PR #5225, opened 2026-06-27
Add types and macros for ICMPv6 filtering

Skyb0rg007:
# Description

This commit adds the icmp6_filter type and the corresponding ICMP6_FILTER macros.
The API is defined in RFC 2292; I split-off this code from rust-lang/libc#4954 because the testing code here is more substantial.

These functions are tested in a similar manner to the CMSG macros, as the implementation differs between Linux and BSDs.

# Sources

https://github.com/bminor/glibc/blob/04e750e75b73957cf1c791535a3f4319534a52fc/inet/netinet/icmp6.h
https://github.com/kraj/musl/blob/kraj/master/include/netinet/icmp6.h
https://github.com/freebsd/freebsd-src/blob/9ae367d11de8abbdf53884836c9ba30908c5c8db/sys/netinet/icmp6.h
https://github.com/apple-oss-distributions/xnu/blob/main/bsd/netinet/icmp6.h

Also in the RFC: https://datatracker.ietf.org/doc/html/rfc2292#section-3.2

# Checklist


Skyb0rg007:
Sorry for spamming the CI; I couldn't get it to work on my fork.

Anyways, I'm mostly confident with this PR. The missing parts are:

1. A way to initialize `icmp6_filter`. Right now the only field is private, so you need to use an unsafe method like `std::mem::zeroed`. I don't think this is a big deal.
2. The FreeBSD's `netinet/icmp6.h` header uses `u_int32_t` types, which I couldn't figure out how to properly include. The test code therefore includes the typedefs, which is somewhat inelegant.

Some notes on the implementation:

- The `ICMP_FILTER` functions are marked as safe. I think this is correct, since the functions are all total (due to marking the `typ` argument as `u8`).
- The `icmp6_filter` struct does not export its field. The meaning of a set bit differs on Linux and BSD, so there shouldn't be a good reason to not use the accessor functions.
- The test cases are somewhat slow. It takes ~1s to run them, but its because I am testing all 255 types for pass/fail. This could possibly be improved by using `memcmp` or similar.

Skyb0rg007:
I'll tag @tgross35 since he reviewed my previous PR that this is split from.

Skyb0rg007:
@madsmtm Does iOS support ICMPv6 filter operations? I'm not sure if I need to mark the definitions or headers MacOS-only for the apple target.

Skyb0rg007:
Pinging @tgross35 again; it’s been ~2 months without a review. Making sure this PR hasn’t fallen through the cracks.

madsmtm:
iOS supports ICMPv6 filter operations.

Skyb0rg007:
Because this PR touches some volatile parts of the code such as the test runner, it would be great if this could be reviewed + merged so I don't need to keep resolving merge conflicts. @tgross35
--------------------------------------------------
■ PROBLEM DETAILS
Determine the number of lines in the data that include the string "operations". Only that number belongs in the answer.

■ ANSWER TO THIS EXERCISE
2